Viene a cuento el epígrafe,  parafraseando a una antigua denominación de “El Hombre enfermo de Europa”, título con el que se señalaba al Imperio Turco, el que hace cerca de cien años, después de la Primera Guerra Mundial, había terminado de caer en un terrible estado de deterioro político-social y decadencia moral, en poder de califas, que lo condujeron a un estado de descomposición. En tan graves circunstancias por las que la situación parecía no tener remedio, el país encontró el camino de su recuperación cuando la nación turca fue rescatada mediante el exitoso pronunciamiento de Mustafá Kemal, un inteligente y patriota joven, líder del gran movimiento político nacionalista conocido como “La revolución de los jóvenes”. El movimiento triunfante, acabó con un  régimen, absolutista que había hundido a aquella nación, dominada por un sultanato retrógrado, que dio lugar a un estado de degeneración social y moral. Kemal, entonces, condujo el movimiento triunfal hacia un cambio radical, echó a los califas y sultanes y en la nación otomana e hizo renacer a una nueva etapa realmente democrática. Elegido presidente el 29 de octubre de 1923 proclamó la República Secular, efectuó reformas en una gran cruzada de moralización y restauración de los valores fundamentales. Después de su elección como primer presidente de Turquía, recibió el título de Ataturk o padre de los turcos. Aquel imperio en crisis pasó a una etapa de renovación y de gran presencia dentro del concierto de Europa.

Esta referencia histórica resulta oportuna, porque parecería existir cierto parecido con lo que, de manera alarmante viene aconteciendo en el Perú en cuanto a una interminable secuela de detestables comportamientos,  descomposición moral de una sociedad que ya se ha acostumbrado a convivir con toda una exuberante corrupción, en todos los niveles: político, social, público y privado y una peligrosa secuela de criminalidad derivada de los malos ejemplos y la carencia de autoridad.
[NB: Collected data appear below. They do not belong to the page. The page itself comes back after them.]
PR #396, opened 2018-07-30
Interlocked class: added missing words

pkulikov:
@BillWagner @rpetrusha related question: both [Interlocked.Increment](https://docs.microsoft.com/en-us/dotnet/api/system.threading.interlocked.increment?view=netcore-2.1) and [Interlocked.Decrement](https://docs.microsoft.com/en-us/dotnet/api/system.threading.interlocked.decrement?view=netcore-2.1) pages contain two examples: one using `Thread` API, another is based on the `Task` class. Should we remove the `Thread` API examples at all, as using TPL is recommended?


rpetrusha:
I would leave the threading example, but move it to follow the task-based example. Do you agree, @BillWagner?

PR #424, opened 2018-08-08
Update NetNamedPipeBinding.xml

chrysikos:
Important info about port concept.

### DIFF
--- a/xml/System.ServiceModel/NetNamedPipeBinding.xml
+++ b/xml/System.ServiceModel/NetNamedPipeBinding.xml
@@ -23,6 +23,8 @@
     <remarks>
       <format type="text/markdown"><![CDATA[  
   
+> [!IMPORTANT]
+>  For NetNamedPipeBinding there is no the notion of ports. Trying to add port number <xref:System.ArgumentException> will be thrown on process of parsing the address.
 ## Remarks  
  The <xref:System.ServiceModel.NetNamedPipeBinding> generates a run-time communication stack by default, which uses transport security, named pipes for message delivery, and a binary message encoding. This binding is an appropriate Windows Communication Foundation (WCF) system-provided choice for on-machine communication. It also supports transactions.  
   


rpetrusha:
@davidsh, could you take a look, please?

rpetrusha:
@mconnew and @Lxiamail, could you review this please?

mconnew:
Besides the grammar issues, I don't believe this change needs to be made for several reasons.  
1. NetNamedPipeBinding doesn't accept a URI on any api's so talking about the supported URI's here seems out of place.
2. NetNamedPipeBinding isn't a transport, it's a standard binding which combines binding elements together in any easy way. NamedPipeTransportBindingElement is the actual transport binding element which cares about the URI. Even that class doesn't have any api's which use a URI, that would be the ChannelFactory created by NamedPipeTransportBindingElement.  
3. Documenting this is setting a precedent. Would we need to document NetMsmqBinding, MsmqIntegrationBinding and NetPeerTcpBinding?
4. The port number of the URI is just one of many differences about the URI between different transports. For example, using a URL fragment isn't applicable to anything other than HTTP. Documenting core concepts such as the HTTP protocol or what is a named pipe is out of scope for WCF documentation. 
5. A port number is only applicable when using a TCP connection (which HTTP and Net.Tcp both do). It's clearly documented that a named pipe is used, which is not using TCP/IP so a port number is not applicable. The documentation on the same page says (emphasis mine):
> The NetNamedPipeBinding generates a run-time communication stack by default, which uses transport security, **named pipes** for message delivery

Basically it's clearly documented that this uses named pipes, and it's expected that if someone is choosing to use a named pipe for their transport, that they have a basic understanding of what a named pipe is before using it. Without that basic understanding, you can't make an educated decision about if the transport is the right one to use.

rpetrusha:
Thank you for contributing to the dotnet/docs repo, @chrysikos. However, based on the review from @mconnew, I'm afraid that we can't accept your PR, so I'm going to close it.

PR #7304, opened 2021-10-20
Correct typo, CTL -> CTRL

Lucas7yoshi:
## Summary

Corrects references to the CTRL key as CTL in System.Windows.Forms.Control.DoDragDrop
I was not able to find any information that would suggest this is correct.


adegeo:
Oh, whoops. I thought you were looking for why the snippets build was failing. 😁

It's just updating some code comments using CTRL to identify the keyboard key.

@gewarren @BillWagner  Are we currently requiring minor updates like this to be recreated with full code examples?

gewarren:
I think we can let this change go without adding a project file since it's literally just updating code comments.

PR #7308, opened 2021-10-20
Networking settings - clarify .NET version availability

karelz:
Clarify availability of switch `UseSocketsHttpHandler` on .NET Core 2.1-3.1 only.

### DIFF
--- a/xml/System/AppContext.xml
+++ b/xml/System/AppContext.xml
@@ -363,8 +363,8 @@ In .NET 5.0 and later versions, for bundled assemblies, the value returned is th
 
 |Switch|Values|Description|
 |--|--|--|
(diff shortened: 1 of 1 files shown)


karelz:
Actually, the more I look at the section [`AppContext.SetSwitch and .NET Core`](https://docs.microsoft.com/en-us/dotnet/api/system.appcontext.setswitch?view=net-5.0#appcontextsetswitch-and-net-core), I think it is incorrect. These switches are not programmatic-only (they can come from config or env vars). And there are more of such switches - at least 1 more in Networking (Latin1) and most likely more outside of Networking.
We should probably remove the entire section in favor of https://docs.microsoft.com/en-us/dotnet/core/run-time-config/networking?source=docs

@dotnet/area-system-runtime any thoughts here?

Desde luego no hay un asomo de  rectificación o de acto de contrición ni la inmediata posibilidad de encontrar el camino correcto de recomposición, porque contrariamente se inscriben en las páginas oscuras de la nación: exacciones, enriquecimientos con los recursos del Estado, crímenes cuotidianos, derivados del mal ejemplo y de  insensibilidad, a tal punto que se va perdiendo hasta el más  mínimo concepto de respeto a la vida humana que hoy vale menos que unas cuantas pesetas.

El Perú no es un país pobre sino una nación empobrecida por la corrupción, que envilece, desmoraliza, y destruye. Está pasando por una curiosa realidad en la que se ha puesto en evidencia  una especie de  mitológica “Caja de Pandora”, hecha realidad y  de la que se escaparon todos los males, sin que haya existido algún Epimeteo que imprudentemente la destapara. La descomposición y decadencia moral son alarmantes y han adquirido dimensiones inconmensurables con manifestaciones somáticas de criminalidad, como forma de vida, tan alarmantemente en progreso que. Ojalá, no más, no nos destruya con la fuerza que acabó a Sodoma y Gomorra.